- [How to complete this task]: Pull every line containing "workaround" from the data.

- [Given records]:
PR #346, opened 2025-08-28
Fix MaskAnalysis bool type workaround

lxwangruc:
In MaskAnalysis, a Boolean type shouldn't be passed around as Index.
This replaces the workaround added in PR https://github.com/microsoft/triton-shared/pull/318. 
We use the following two tests as baseline, they needed the workaround to pass before and now passing with our fix.
```
test/Conversion/TritonToStructured/mask_ld_st_scalar_dim.mlir
python/examples/test_mask.py
```

### DIFF
--- a/lib/Analysis/MaskAnalysis.cpp
+++ b/lib/Analysis/MaskAnalysis.cpp
@@ -302,9 +302,13 @@ LogicalResult MaskState::parseConstant(arith::ConstantOp constOp,
 LogicalResult MaskState::parseIntScalar(Value scalar, const Location loc,
                                         OpBuilder &builder) {
   assert(this->isEmpty());
-  auto castOp =
-      builder.create<arith::IndexCastOp>(loc, builder.getIndexType(), scalar);
-  this->scalar = castOp.getResult();
+  if (scalar.getType().isInteger(1)) {
+    this->scalar = scalar;
+  } else {
+    auto castOp =
+        builder.create<arith::IndexCastOp>(loc, builder.getIndexType(), scalar);
+    this->scalar = castOp.getResult();
+  }
   return success();
 }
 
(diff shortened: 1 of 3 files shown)


lib/Analysis/MaskAnalysis.cpp
```diff
@@ -302,9 +302,13 @@ LogicalResult MaskState::parseConstant(arith::ConstantOp constOp,
 LogicalResult MaskState::parseIntScalar(Value scalar, const Location loc,
                                         OpBuilder &builder) {
   assert(this->isEmpty());
-  auto castOp =
-      builder.create<arith::IndexCastOp>(loc, builder.getIndexType(), scalar);
-  this->scalar = castOp.getResult();
+  if (!(scalar.getType().isInteger(1))) {
```
red1bluelost: Please flip this condition and remove the extra parenthesis.

lib/Analysis/OpFoldResultUtils.cpp
```diff
@@ -52,6 +52,18 @@ bool hasConstZero(const OpFoldResult ofr) {
   return false;
 }
 
+Value ofrToValue(const OpFoldResult ofr, const Location loc, OpBuilder &b) {
+  if (Value val = dyn_cast<Value>(ofr)) {
+    return val;
+  }
+  auto intVal = getIntAttr(ofr);
+  if (intVal.has_value()) {
+    return b.create<arith::ConstantOp>(loc, b.getIndexAttr(intVal.value()));
```
red1bluelost: This should not be index attr since it should be using the type from ofr.

red1bluelost: Instead of having this if statement, we could just return a constant op where we take in the ofr casted to Attribute then casted to TypedAttr.

red1bluelost (approved):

- [Problem solution]:
Fix MaskAnalysis bool type workaround
This replaces the workaround added in PR https://github.com/microsoft/triton-shared/pull/318. 
We use the following two tests as baseline, they needed the workaround to pass before and now passing with our fix.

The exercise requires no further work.